Furthermore, the generator can evolve alongside modern Java practices. By incorporating annotation processing, improved reflection handling, and better XML generation techniques, the tool can become an integral part of a modern build pipeline. It can also be extended to support additional metadata such as attribute types, descriptions, body content rules, and validation logic.
From a modernization perspective, this approach provides a bridge between legacy JSP architecture and modern Java runtimes like Java 17. Instead of forcing an immediate rewrite of large JSP-based systems, organizations can incrementally stabilize their infrastructure while planning long-term migrations toward newer technologies such as component-based web frameworks or REST-driven frontends.

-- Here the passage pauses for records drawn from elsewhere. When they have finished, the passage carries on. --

Issue #10358, opened 2026-04-22
consecutiveMistakeCount should reset on user message boundary (YOLO trips on "continue" / task resumption)


rubenmajor2:
## Problem

The `consecutiveMistakeCount` field on `TaskState` carries over across user-message boundaries within the same task. This causes tasks to trip `[YOLO MODE] Task failed: Too many consecutive mistakes (3)` on **the very first tool call of a resumed session**, before the model has had any chance to "make three mistakes" in the current turn.

## Evidence (local data from a power user)

I (Ruben Major, running the VS Code extension heavily for EMS University admin portal work) built a scanner over my local Cline task history at `~/Library/Application Support/Code/User/globalStorage/saoudrizwan.claude-dev/tasks/`. Across **149 historical YOLO trips**:

- **53.7% of trips (80/149)** happen within **≤2 assistant turns** of my most recent message.
- **27.5% of trips (41/149)** happen at **turn 0** — the very first tool call of the session.
- The top triple-failure pattern is `timeout > timeout > timeout` (31 cases), often where the first two timeouts are **from the previous user-message's turn, before I said "continue"**.

Looking at the raw `ui_messages.json` content, my user message is frequently literally `continue\n\ncontinue\n\ncontinue\n\n[actual context]` because the previous burst died mid-tool-call (API overloaded, SSH timeout, etc.) and I'm trying to pick it back up.

Result: **the counter carries over, and my FIRST retry (which is also the first action of the "new" user turn) IS mistake #3**, instantly ending the task.

## Reproduce

1. Start a task in VS Code Cline extension on a slow network or during an Anthropic overloaded window.
2. Fire a tool that will fail twice (e.g. `execute_command` that times out, or `use_mcp_tool` during a 529 spike).
3. While `consecutiveMistakeCount === 2`, type `continue` as the next user message.
4. Observe: the extension's first new tool call, regardless of whether it succeeds or fails, can tick the counter to 3 and YOLO out.

## Why this matters

- Users like me heavily use "continue" to pick up threads after transient infrastructure hiccups. This is normal usage.
- The counter isn't protecting against the model truly being incapable — it's flagging the API layer being slow. The user's new turn should be a clean slate.
- Related: `saoudrizwan` already added `--max-consecutive-mistakes` as a CLI flag in #9194 for benchmark runs. Similar intent, different surface.

## Suggested fix

[...]

PR #10804, opened 2026-05-15
fix: reset mistake count on user turn

mturac:
### Related Issue

**Issue:** #10358

### Description

This fixes premature consecutive-mistake aborts when `continue()` is called with a new user message.

The change resets the conversation-boundary trackers before a continued run only when `continue()` carries a new user turn. Plain `continue()` still preserves the existing mistake count, so repeated failed tool turns without a new user turn continue to abort at the configured threshold.

Updated files:

- `sdk/packages/core/src/runtime/orchestration/session-runtime-orchestrator.ts`
- `sdk/packages/core/src/runtime/orchestration/session-runtime-orchestrator.test.ts`

### Test Procedure

Regression coverage now checks both paths:

- `continue()` without a new user turn keeps mistake tracking and still aborts after the configured limit.
- `continue("two")` with a new user turn resets mistake tracking and avoids aborting from the previous turn's failed tool call.

Validation on the current PR commit:

- `sdk-test / Quality Checks`: passed
- `sdk-test / Test (ubuntu-latest, Node 24.x)`: passed
- `sdk-test / Test (windows-latest, Node 24.x)`: passed
- `ext-vscode-test / Quality Checks`: passed
- `ext-vscode-test / vscode test`: passed
- `ext-vscode-test / vscode test (windows-latest)`: passed
- `ext-vscode-test-e2e / e2e (ubuntu)`: passed
- `ext-vscode-test-e2e / e2e (windows)`: passed
- `ext-vscode-test-e2e / e2e (macos)`: passed

### Type of Change

-   [ ] Refactor Changes
-   [ ] Cosmetic Changes
-   [ ] Documentation update
-   [ ] Workflow Changes

### Pre-flight Checklist

-   [x] Tests are passing and code is formatted/linted

### Screenshots

No UI change.

### Additional Notes

The earlier conflict and JetBrains-plugin failure comments are stale against the current PR head. Current core, VS Code, and cross-platform e2e checks are passing on the updated SDK-based implementation.

### DIFF
--- a/sdk/packages/core/src/runtime/orchestration/session-runtime-orchestrator.test.ts
+++ b/sdk/packages/core/src/runtime/orchestration/session-runtime-orchestrator.test.ts
@@ -2129,7 +2129,7 @@ function failedStructuredToolTurnEvents(): AgentRuntimeEvent[] {
 }
 
 describe("SessionRuntime.run — tracker wiring (P1 #3)", () => {
-	it("aborts after maxConsecutiveMistakes failed-tool turns", async () => {
+	it("aborts after maxConsecutiveMistakes failed-tool turns without a new user turn", async () => {
 		const { deps, abortCalls } = makeScriptedRuntime({
 			events: failedToolTurnEvents(),
 		});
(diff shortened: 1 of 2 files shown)


minh2416294:
Hey @mturac I took a look at this one since i keep hitting the same continue-trips-yolo thing. approach matches what the issue asked for (option 1, hard reset on a new user turn) and doing it at initiateTaskLoop entry covers both the new task and the resume-from-history callers, which is where continue actually lands

I check current main (ee59f8170) and initiateTaskLoop still has no reset at the top, so the count carries over the user message boundary and the first request of the new turn sees the old value. so the bug's still there and this one line does fix it

one heads up, the pr shows as conflicting atm. think its just the #11200 restructure (move sdk/apps to apps, merged jun 2) - src/core/task/index.ts moved to apps/vscode/src/core/task/index.ts, initiateTaskLoop is ~line 1718 now. still the same one-liner at the top of the method just on the new path, a rebase should clear it

might be worth a test that the reset fires on the resume path specifically and not just new-task? thats the case the issue data leans on most.

mturac:
Thanks for checking this. The branch has since been rebased onto the post-restructure layout, so the conflict is gone on the PR branch. I also added the focused regression for the resume/continue path: `session.continue("two")` now verifies a new user turn resets the mistake tracker before the next failed-tool turn can abort.

Current PR checks are green, including the SDK test jobs on Ubuntu and Windows.

mturac:
Closing this for now to keep my active PR queue focused. The branch is green after the rebase and follow-up regression test, but without a clearer review path I do not want to leave this old PR open indefinitely.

In summary, creating a Java 17-compatible TLD generator is an effective strategy for preserving and maintaining legacy JSP tag libraries in modern environments. By leveraging reflection, structured metadata models, and automated XML generation, developers can ensure that older tag libraries remain functional, maintainable, and build-friendly. This solution not only restores compatibility with modern Java versions but also introduces automation and consistency that improve the long-term sustainability of legacy web applications.